Authors: Elizabeth Goudge
‘So you read no more of the book than that one spell?’ asked Uncle Ambrose.
‘And only part of that,’ said Lady Alicia. ‘She had not finished copying it. It was only later, much later, when I knew more about Emma, that I realised I had done something she would never forgive. There, Nan, that is the explanation of the book in the cupboard. I beg you, my dear, to destroy it now.’
‘It is burnt already,’ said Nan.
‘I am glad to hear it,’ said Lady Alicia.
‘In these enlightened days,’ said Uncle Ambrose politely but firmly, ‘we have learnt that spells and charms and so on are mere superstition. Those who fear them fear no more than a bad dream.’
‘How fortunate we are then that we now live in days
in which bad dreams have lost their power,’ said Lady Alicia, but she said it dryly and changed the
conversation
to mushrooms, which she said she had loved to gather in her youth in the fields near the Vicarage.

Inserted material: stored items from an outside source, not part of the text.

PR #892, opened 2024-12-10
Add initial benchmarking setup.

jerzywilczek:
Here's an initial benchmarking setup. For context, the end goal for this is for us to be able to run a set of these benchmarks on any computer and figure out what kind of smelter setups can be run on it. 

You can run it with:
```sh
cargo run --bin benchmark -- --help
```
to get the information on how to run a single test.

The full command is quite verbose, and looks like this:
```sh
cargo run --release --bin benchmark -- \
    --framerate 24 \
    --decoder-count maximize \
    --file-path examples/assets/BigBuckBunny.mp4 \
    --output-width 1280 \
    --output-height 720 \
    --encoder-preset ultrafast \
    --warm-up-time 10 \
    --measured-time 10 \
    --video-decoder vulkan_video_h264 \
    --framerate-tolerance 1.05
```
The help message will tell you all of the options for each of the arguments.

It can currently run a single test configuration. A single configuration is comprised of a couple of constant parameters (the resolution, the input video, the encoder preset etc.) and currently two variable parameters: framerate and decoders count. The variable parameters can be set to:
- a constant
- exponential iteration, meaning that the test will run a couple of iterations with the parameter being multiplied by 2 in every consecutive run, until the test stops running
- maximizing, meaning that the benchmark will binsearch the maximum number the configuration works for

Importantly, you can set multiple parameters to iterate and a single parameter to maximize, which would mean the setup would run for all iterative combinations and for each of them find the maximum number for the maximized parameter.

For example, if we set the framerate to iterate and the decoders count to maximize, the setup will run with framerate set to 1, 2, 4, 8, 16 etc. and for each framerate find the maximum number of inputs. The iteration will terminate when it is impossible to run the system due to the super high framerate even with a single decoder.

What I plan to add to this later:
- more parameters that can be variable: encoder count, encoder preset, resolution etc.
- a possibility to run without one of the elements of the pipeline, e.g. just the decoders and the renderer, without the encoder, or just the encoders, without the decoders
- a predefined set of benchmark runs that can be run with a single command, once we decide on what we want to measure

Additionally to asking whether you like this system or think it should be changed somehow, I would like to get your opinion on my handling of the arguments that are set to iterate or maximize (the `run_args` function and the other functions it calls). I feel a bit like using zig for the last couple weeks got into my head and that there is a better, more idiomatic way of doing what I'm doing here, but I just can't figure it out.

I also fixed an unrelated typo in vk-video, because it was annoying me.

### DIFF
--- a/integration_tests/src/bin/benchmark/main.rs
+++ b/integration_tests/src/bin/benchmark/main.rs
@@ -1,0 +1,328 @@
+use std::{
+    sync::{Arc, Mutex},
+    time::{Duration, Instant},
+};
+
+use clap::Parser;
+use compositor_pipeline::{
+    pipeline::{
+        encoder::VideoEncoderOptions,
+        input::{
+            mp4::{Mp4Options, Source},
+            InputOptions,
+        },
+        output::EncodedDataOutputOptions,
+        GraphicsContext, Options, OutputVideoOptions, PipelineOutputEndCondition,
+        RegisterInputOptions, RegisterOutputOptions,
+    },
+    queue::{self, QueueInputOptions, QueueOptions},
+    Pipeline,
+};
+
+use compositor_pipeline::pipeline::encoder::ffmpeg_h264::Options as H264OutputOptions;
+use compositor_render::{
+    scene::{
+        Component, HorizontalAlign, InputStreamComponent, RGBAColor, TilesComponent, VerticalAlign,
+    },
+    web_renderer::WebRendererInitOptions,
+    Framerate, InputId, OutputId, Resolution,
+};
+use live_compositor::{
+    config::{read_config, LoggerConfig},
+    logger,
+};
+use tracing::warn;
+
+mod args;
+
+use args::{Args, Argument, SingleBenchConfig};
+
+fn main() {
+    let args = Args::parse();
+    let config = read_config();
+    ffmpeg_next::format::network::init();
+    let logger_config = LoggerConfig {
+        level: "compositor_pipeline=error,vk-video=info,benchmark=info".into(),
+        ..config.logger
+    };
+    logger::init_logger(logger_config);
+
+    let ctx = GraphicsContext::new(
+        false,
+        wgpu::Features::SAMPLED_TEXTURE_AND_STORAGE_BUFFER_ARRAY_NON_UNIFORM_INDEXING
+            | wgpu::Features::UNIFORM_BUFFER_AND_STORAGE_TEXTURE_ARRAY_NON_UNIFORM_INDEXING,
+        Default::default(),
+        None,
+    )
+    .unwrap();
+
+    if cfg!(debug_assertions) {
+        warn!("This benchmark is running in debug mode. Make sure to run in release mode for reliable results.");
+    }
+
+    let reports = run_args(ctx, &args);
+    SingleBenchConfig::log_report_header();
+    for report in reports {
+        report.log_as_report();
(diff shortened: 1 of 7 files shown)


integration_tests/src/bin/benchmark/main.rs
```diff
@@ -0,0 +1,302 @@
...
+                })),
+            },
+        },
+    )
+    .unwrap();
+
+    Pipeline::start(&pipeline);
+
+    let start_time = Instant::now();
+    while Instant::now() - start_time < bench_config.warm_up_time {
```
wkozyra95, line 286:
```suggestion
    while start_time.elapsed() < bench_config.warm_up_time {
```

wkozyra95: alternative approach would be to just do thread sleep and reading from receiver in a separate channel

wkozyra95 (approved):

integration_tests/src/bin/benchmark/main.rs
```diff
@@ -0,0 +1,302 @@
...
+                    source: Source::File(bench_config.file_path.clone()),
+                }),
+                queue_options: QueueInputOptions {
+                    offset: Some(Duration::ZERO),
+                    required: true,
+                    buffer_duration: None,
+                },
+            },
+        )
+        .unwrap();
```
brzep, line 234: I came across an error 
```
InputError(InputId("input_121"), Mp4(IoError(Os { code: 24, kind: Uncategorized, message: "Too many open files" })))
```
It should be handled somehow imo. Maybe just log it and assume that last count was max? I think it would be pretty anoying when I got such error after running test for longer time.

Maybe make `run_single_test` return `Result<bool, some-kind-of-error>` and handle those on higher level?

integration_tests/src/bin/benchmark/main.rs
```diff
@@ -0,0 +1,302 @@
...
+                    continue;
+                } else {
+                    return any_succeeded;
+                }
+            }
+        }
+    }
+
+    run_args_maximize(ctx, args, arguments, reports)
+}
```
noituri, line 115: I'm not sure about this code. On the first sight I thought there might be an infinite recursion. While now I understand what's happening here, the flow here is hard to follow. Also, I tried to run `--decoder-count` with `iterate_exp` and it didn't do anything. I'm not sure if I used it correctly tho

noituri (commented):
🤓

integration_tests/src/bin/benchmark/main.rs
jerzywilczek: fixed it quickly for now

integration_tests/src/bin/benchmark/main.rs
jerzywilczek: you must have not set any argument to `maximize`, at which point the test is kind of pointless. This should be caught and reported as a problem: there's nothing you can learn by just setting all arguments to `iterate` and none to maximize. If you set framerate to `iterate_exp` and decoders to `maximize` it will work.

I'll add code to catch this sort of a mistake.

jerzywilczek: I also added comments in some places, because I don't have ideas on how to make this easier to read. I also changed the return type of this function to `struct FurtherIterationPossible(bool)` to make what the returned `bool` means.

noituri (approved):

After tea they went to the library, where Hugo Valerian’s cloak still lay over the back of the chair and his gloves and riding-crop on the desk. Lady Alicia picked up the gloves and drew them through her hands caressingly. Her face looked suddenly as soft and bright as a girl’s. The room felt quite different today. It seemed alive and so full of a sense of
expectancy
that for a moment or two no one said anything, and Uncle Ambrose half-turned towards the door, as though ready to bow to someone who should come in, but no one came in and he turned his attention to the Egyptian treasures in the glass cases. These fascinated him, and so did the pictures and books. He and Lady Alicia discussed them together, while Nan stood at the window looking out on the garden of the fountain.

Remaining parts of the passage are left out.